▸ **Work required**: Could you copy all of the records below exactly as they appear?
================
PR #476, opened 2026-07-13
feat(dialect): add hipsr strict memory-space memref type constraints

zpye:
## Summary

Add strict per-memory-space `memref` type constraints to the `hipsr` dialect. A `memref` matches only when it carries an explicit `#hipsr.mem<...>` memory space — one with no space (or a space set by some other attribute) does not match.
================
▸ **Answer to the exercise**:
PR #476, opened 2026-07-13
feat(dialect): add hipsr strict memory-space memref type constraints

zpye:
## Summary

Add strict per-memory-space `memref` type constraints to the `hipsr` dialect. A `memref` matches only when it carries an explicit `#hipsr.mem<...>` memory space — one with no space (or a space set by some other attribute) does not match.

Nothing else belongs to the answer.